The independent outlets traditionally have offered motorists cheaper prices than branded stations because they can shop around for the lowest-cost fuel. Their presence, in turn, provides competition for the big-name brands.

“You sort of rely on the independents to keep the market in check, and their ability to do that is limited after bleeding so much money,” said Michael Shames, executive director of the Utility Consumers’ Action Network, a San Diego group active in gasoline issues. “What’s freaking out the independents is that they see no end in sight.”

For long spells this year, price breaks at the pump were rare among independent sellers. Hindered by wildly fluctuating wholesale gasoline markets in Los Angeles and San Francisco, the unbranded bunch frequently found themselves buying fuel at prices well above the going retail rate. To limit losses, they then had to post higher pump prices than their branded brethren.

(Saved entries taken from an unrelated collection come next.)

PR #147, opened 2026-02-21
Fix position limits oink constraint for models with continuous joints

sea-bass:
Oink was going unstable with the Kinova model because using the Pinocchio model's joint limits fields actually considers continuous joints as `[cos(theta), sin(theta)]`, meaning there are 2 elements both with limits +/- 1.0.

This properly uses the RoboPlan `Scene`'s joint limits info, as well as the `collapseContinuousJointPositions()` utility, to handle continuous joints. Kinova example is now numerically stable by using correct position limits.

[Screencast from 2026-02-21 15-25-17.webm](https://github.com/user-attachments/assets/70a69e18-3940-4508-8544-97df17d43067)


roboplan_oink/src/constraints/position_limit.cpp
```diff
@@ -16,6 +17,50 @@ tl::expected<void, std::string> PositionLimit::computeQpConstraints(
...
   const auto& q = scene.getCurrentJointPositions();
 
+  auto maybe_q_collapsed = collapseContinuousJointPositions(scene, "", q);
+  if (!maybe_q_collapsed) {
+    return tl::make_unexpected("Failed to compute position constraint: " +
+                               maybe_q_collapsed.error());
+  }
+  const auto& q_collapsed = maybe_q_collapsed.value();
+
+  // Get joint limits from the model (only do this once)
```
sea-bass, line 27: This highlights a need to possibly have tasks accept the scene in their constructor so that information can be pre-allocated at construction time.

The same thing happens with `FrameTask` re: getting the `frame_id` value for the joint.

Although, I do like the solver doing its own thing so that the scene usage is consistent. Maybe then the best approach is to have a `setup()` method in these tasks/constraints that is automatically called by the solver? Or at least we can just call `solver.setup()` and that invokes it for all the tasks/constraints/barriers?

bindings/CMakeLists.txt
```diff
@@ -193,7 +193,7 @@ if(GENERATE_PYTHON_STUBS)
       set(PYTHON_STUB_INSTALL_DIR "roboplan")
   endif()
   install(
-    DIRECTORY "${CMAKE_BINARY_DIR}/roboplan_ext/"
+    DIRECTORY "${CMAKE_BINARY_DIR}/roboplan_ext"
```
sea-bass, line 196: fixed in https://github.com/open-planning/roboplan/pull/144 but not yet merged

roboplan_oink/src/constraints/position_limit.cpp
sjahr: Good point! I opened an issue to have to track this as additional work. https://github.com/open-planning/roboplan/issues/152

roboplan_oink/src/constraints/position_limit.cpp
```diff
@@ -16,6 +17,50 @@ tl::expected<void, std::string> PositionLimit::computeQpConstraints(
...
+  if (q_min.size() == 0u) {
+    q_min.resize(num_variables);
```
sjahr, line 29: How about adding this as function to the scene class or scene_utils.cpp? I can see this being useful outside of this constraint.

roboplan_oink/src/constraints/position_limit.cpp
```diff
@@ -16,6 +17,50 @@ tl::expected<void, std::string> PositionLimit::computeQpConstraints(
...
+    q_max.resize(num_variables);
+    const auto joint_names = scene.getJointNames();
+    for (int idx = 0; idx < num_variables; ++idx) {
+      const auto& joint_name = joint_names.at(idx);
+      const auto maybe_joint_info = scene.getJointInfo(joint_name);
+      if (!maybe_joint_info) {
+        throw std::runtime_error("Failed to get joint limits for position constraint: " +
```
sjahr: Should we throw or just return tl::make_unexpected to let the caller handle this?

roboplan_oink/src/constraints/position_limit.cpp
```diff
@@ -16,6 +17,50 @@ tl::expected<void, std::string> PositionLimit::computeQpConstraints(
...
+                               maybe_q_collapsed.error());
+  }
+  const auto& q_collapsed = maybe_q_collapsed.value();
+
+  // Get joint limits from the model (only do this once)
+  if (q_min.size() == 0u) {
+    q_min.resize(num_variables);
+    q_max.resize(num_variables);
+    const auto joint_names = scene.getJointNames();
+    for (int idx = 0; idx < num_variables; ++idx) {
```
sjahr, line 32: Nitpick: Would this work: `for joint_name : joint_names`

roboplan_oink/src/constraints/position_limit.cpp
sea-bass: oh yeah, didn't realize this returned an expected!

roboplan_oink/src/constraints/position_limit.cpp
sea-bass: no because we use `idx` to assign to `q_min` and `q_max` too

roboplan_oink/src/constraints/position_limit.cpp
sea-bass: I will make a separate ticket for this.

roboplan_oink/src/constraints/position_limit.cpp
sea-bass: I already captured that in #148 I think!

sjahr:
@sea-bass Looks like the last commit broke something
```
[OsqpEigen::Settings::setTimeLimit] OSPQ has been set without PROFILING, hence this setting is disabled.
ERROR in validate_data: Lower bound at index 21 is greater than upper bound: 5.0000e-03 > -5.0000e-03
ERROR in osqp_setup: Problem data validation.
[OsqpEigen::Solver::initSolver] Unable to setup the workspace.
Warning: IK solver failed: IK solve failed: Failed to initialize solver, using zero delta_q
```

I just quickly tested it and got this error. Does it happen to you as well? The commit before seems to work. Do you mind taking a look into this? Not sure why the test isn't catching it.

sea-bass:
> Ah I think I know what this is. The max velocity/accel/jerk has to be multiplied by the _absolute value_ of the scaling, so in the negative case it gets messed up.
> 
> Will fix and test when home.

This was indeed it. Fixed, thank you!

On May 14, for instance, O’Brien was selling regular for $3.59 a gallon to cover his fuel bill. Nearly all his business migrated to the cheaper Exxon and Chevron. The station’s gasoline sales plummeted 60%, to 700 gallons a day, O’Brien said. And with so few cars at the pumps, business inside the convenience store also suffered, cutting into the most profitable part of his operation. Customers were so scarce, he said, “it would have been cheaper to close the station.”

During such times “you don’t just bleed, you hemorrhage,” said Tom Robinson, chief executive of Robinson Oil Corp., which operates 32 Rotten Robbie gas stations in the San Francisco area.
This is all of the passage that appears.